In their ideal form, academic conversations aim to elicit student-to-student discussions that provoke higher levels of thinking. Students can engage in these conversations by asking questions, answering them, or participating in small and large group discussions. In the classroom, teachers aim to make students more comfortable speaking and listening to each other by encouraging them to discuss their ideas in groups. Many teachers within the math and science departments keep track of student contributions using spreadsheets where students select the type of contribution they made and submit evidence along with it.
Among many students, completing spreadsheets in these classes has proven itself unpopular. The logs are distributed as a worksheet or Google form, prompting students to record examples for the contributions that they may have made. In science classes, students fill these forms out each week, making sure they include three specific instances of when they contributed to any type of academic conversation. In math classes, some students check off a box each time they participate or fill out a worksheet at the end of the marking period that provides their teacher with certain times at which they voiced their ideas in class.
Some students say they find themselves thinking about logging their contributions while sitting in class, explaining that it takes focus away from the contribution they’re making. Senior Josselyn Navas states, “instead of focusing on the quality of the conversations and the atmosphere of intellectual curiosity they create in the moment, you have to worry about remembering what it is that you said so you can put it down on a form later on. It becomes more about fulfilling a quota and less about letting your intellectual curiosity run free. I’ve always been the type to raise questions when I don’t agree with something being said, but transforming this into something that can be qualified with a [point-system] grade has really disrupted its value.”
Additionally, some think that students are participating simply so their grades do not suffer.
Junior Joseph Zhao states, “I believe the only reason students choose to participate after hearing about [academic conversations] is because they know that if they do not participate, it will negatively impact their grade.”
Teachers have shared their opinions about incorporating academic conversations into class time. Some feel that they may be promising, yet others have noticed minimal visible shifts in the classroom.
“I don’t think it’s really different than the way I’ve run my classes all the years I taught,” Assistant Principal Susan Brustein explains, “the only difference is in labelling some of the things we do.”
Physics teacher Joshua Raghunath added, “for the scope of my class, it hasn’t really changed how it runs because a lot of what we do is discuss how things happen in the real world.” He continued on to say, “I think the push for academic conversations has noble goals in mind. I think it’s designed to help students get more comfortable speaking to one another and voicing their own opinions on a variety of topics. However, we need to adjust how it is implemented into their grade.”
English teacher Robert Babstock explained, “I think the academic conversation described in the book pretty much overlaps with academic conversation that people have had in academic settings for millenia. To have academic conversations mixed in is almost distracting; the whole thing about ‘here’s a mystery, I want you to discuss its esoteric possibilities’ seems to take away from American practicality.”

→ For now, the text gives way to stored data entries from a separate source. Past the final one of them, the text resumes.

PR #4918, opened 2025-06-10
make EasyBuild plugin-able through entrypoints

Crivella:
The proposed changes leverage [python EntryPoints](https://docs.python.org/3/library/importlib.metadata.html#importlib.metadata.EntryPoints) to allow injecting new functionalities in easybuild without touching the main repo

For now this is a demo of what could be possible implementing the following:

- `easybuild.toolchain` entrypoint to inject a toolchain into EasyBuild from a separate python package
- `easybuild.easyblock` entrypoint to inject a new easyblock into EasyBuild from a separate python package
- `easybuild.hooks` entrypoint to inject new hooks into EasyBuild from a separate python package

For easier error detection in the plugin package, the new `easybuild.tools.entrypoints` defines several `registed_XXX` decorators that needs to be used in order to pass the entrypoint validation.

An example of a python package that makes use of the proposed functionalities can be found in https://github.com/Crivella/test_eb_ep

Using entrypoints is not enabled by default and requires the `--use-entrypoints` flag to be passed to `eb` command.

## Possible upsides

- Simplifies extending EasyBuild functionalities without touching the main repo
- Could simplify working with/maintaining a customized local stack
  - In particular allowing running multiple hooks on the same step with ordering enforced by the priority can be useful
- Could allow to have a minimal version of easybuild that is extensible via modules

## Possible downsides

- Could promote fragmentation, with different packages providing different functionalities and less upstream contributions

Principal Brian Condon feels that students will need the speaking and listening skills that they develop in school in their futures. “It’s not okay for a kid to sit in a class here and make no contribution,” he says. “Speaking and listening are the skills that are really going to get you ahead in the work world. It’s something that you have to practice.”
For students who are focused on the number grades attached to academic conversations, Mr. Condon states, “sometimes the point that you get for something is not the most important thing; points on a grade do not equate with learning. I know this is a weird position for people to be in, but if you have that attitude, your scores will be fine. It’s not the final essay that you write; the real learning occurred in the process as you were getting there. Don’t focus on the product, focus on the progress and you’ll go a lot farther in life.”